# başlanmak



## modus.irrealis

Hi,

I had a question about the passive of _başlamak_ -- does it always need to be put in the passive when used with a passive verb? To make up a sentence, do you have to say _kitap yazılmağa başlandı _or is it possible to just say _kitap yazılmağa başladı_?


----------



## Chazzwozzer

Both forms sound fine to my ears, but the former is more common to hear for some reason. I hope someone else will come up and explain the grammatical rule behind this.

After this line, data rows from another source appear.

PR #16704, opened 2024-06-13
core,desktop: Update `wgpu` to `v0.20.1`, bump `egui`

torokati44:
`egui` actually reverted to `wgpu` `0.19` for a while (https://github.com/emilk/egui/pull/4559), but now that https://github.com/gfx-rs/wgpu/pull/5681 fixed the reasons for the downgrade, they have updated again: https://github.com/emilk/egui/pull/4560

The little `egui` API change was: https://github.com/emilk/egui/pull/4556

### DIFF
--- a/Cargo.lock
+++ b/Cargo.lock
@@ -19,16 +19,6 @@ source = "registry+https://github.com/rust-lang/crates.io-index"
 checksum = "c71b1793ee61086797f5c80b6efa2b8ffa6d5dd703f118545808a7f2e27f7046"
 
 [[package]]
-name = "accesskit"
-version = "0.12.3"
-source = "registry+https://github.com/rust-lang/crates.io-index"
-checksum = "74a4b14f3d99c1255dcba8f45621ab1a2e7540a0009652d33989005a4d0bfc6b"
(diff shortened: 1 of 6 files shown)


torokati44:
Trying to fix CI by updating WARP, as per: https://github.com/gfx-rs/wgpu/issues/5591#issuecomment-2073388373

torokati44:
In the meantime, https://github.com/emilk/egui/pull/4641 got merged too, so bumping egui to include that as well, so https://github.com/ruffle-rs/ruffle/pull/16639 can fully come to fruition!

Dinnerbone (approved):

torokati44:
Hmmm, it seems that this now drops `accesskit`. Is that a problem? Shall we add it back?
https://docs.rs/crate/egui/latest/features#accesskit

Dinnerbone:
It looks like it was always an optional dependency that we didn't enable... not sure where it came from before, to get enabled?

Dinnerbone:
Locally on master, accesskit is not being used

torokati44:
Well then, it should probably be fine.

Incidentally, the most up-to-date accepted spelling and pronunciation is "yazılma*y*a", not "yazılma*ğ*a".


----------



## ~ceLine~

I'd say _"Kitap yazılmaya başlandı"_. (Passive voice)

It sounds better because "the book has started writting *by someone*"


----------



## Gencebay

''Kitap yazılmaya başlandı'' is the right sentence; the other sentence is wrong. In Turkish. If it were ''Kitap yazmaya başladı'' it would be right


----------



## ~ceLine~

Yes, Gencebay is right.


Kitap yazılmaya başlandı =  "the book has started writting *by someone*"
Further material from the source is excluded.